» **WHAT THE TASK REQUIRES**:
For each line below with the word "Whoops", write out a copy.

(Extracted records)

★ ★ ★ ★

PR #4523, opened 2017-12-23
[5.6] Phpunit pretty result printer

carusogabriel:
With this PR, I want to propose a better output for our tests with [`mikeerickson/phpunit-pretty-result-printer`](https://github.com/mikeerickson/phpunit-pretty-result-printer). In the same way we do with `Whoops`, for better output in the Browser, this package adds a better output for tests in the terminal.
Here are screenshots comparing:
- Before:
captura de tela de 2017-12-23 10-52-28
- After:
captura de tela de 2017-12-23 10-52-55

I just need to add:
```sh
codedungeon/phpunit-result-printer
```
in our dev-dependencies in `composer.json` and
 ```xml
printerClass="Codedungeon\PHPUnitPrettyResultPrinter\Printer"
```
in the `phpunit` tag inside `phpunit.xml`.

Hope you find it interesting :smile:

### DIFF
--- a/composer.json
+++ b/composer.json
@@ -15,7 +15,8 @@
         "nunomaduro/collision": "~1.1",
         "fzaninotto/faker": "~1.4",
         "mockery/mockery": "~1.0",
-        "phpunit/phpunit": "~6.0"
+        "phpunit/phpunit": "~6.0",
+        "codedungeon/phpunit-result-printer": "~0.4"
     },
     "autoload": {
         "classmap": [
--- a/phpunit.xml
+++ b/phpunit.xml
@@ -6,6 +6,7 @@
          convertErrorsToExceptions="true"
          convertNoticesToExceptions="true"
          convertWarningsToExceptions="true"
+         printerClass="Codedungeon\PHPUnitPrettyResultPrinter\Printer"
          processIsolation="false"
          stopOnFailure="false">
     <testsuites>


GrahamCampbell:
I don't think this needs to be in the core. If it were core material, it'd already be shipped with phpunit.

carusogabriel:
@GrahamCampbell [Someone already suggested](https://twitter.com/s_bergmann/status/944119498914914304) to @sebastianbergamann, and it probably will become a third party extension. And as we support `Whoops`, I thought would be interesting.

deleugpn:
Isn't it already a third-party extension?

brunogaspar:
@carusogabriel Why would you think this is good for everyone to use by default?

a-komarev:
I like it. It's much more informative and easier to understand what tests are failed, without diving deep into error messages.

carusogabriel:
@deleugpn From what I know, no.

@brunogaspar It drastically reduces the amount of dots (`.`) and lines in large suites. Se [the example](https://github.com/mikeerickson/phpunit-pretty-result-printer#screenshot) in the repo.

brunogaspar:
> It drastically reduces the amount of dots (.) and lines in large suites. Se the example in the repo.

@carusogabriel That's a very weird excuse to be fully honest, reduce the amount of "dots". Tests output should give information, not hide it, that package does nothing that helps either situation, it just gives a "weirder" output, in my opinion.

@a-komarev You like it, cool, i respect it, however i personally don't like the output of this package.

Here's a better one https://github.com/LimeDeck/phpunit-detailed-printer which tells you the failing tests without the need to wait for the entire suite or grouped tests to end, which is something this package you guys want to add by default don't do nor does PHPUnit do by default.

★ ★ ★ ★

» **ANSWER SPACE**:
With this PR, I want to propose a better output for our tests with [`mikeerickson/phpunit-pretty-result-printer`](https://github.com/mikeerickson/phpunit-pretty-result-printer). In the same way we do with `Whoops`, for better output in the Browser, this package adds a better output for tests in the terminal.
@GrahamCampbell [Someone already suggested](https://twitter.com/s_bergmann/status/944119498914914304) to @sebastianbergamann, and it probably will become a third party extension. And as we support `Whoops`, I thought would be interesting.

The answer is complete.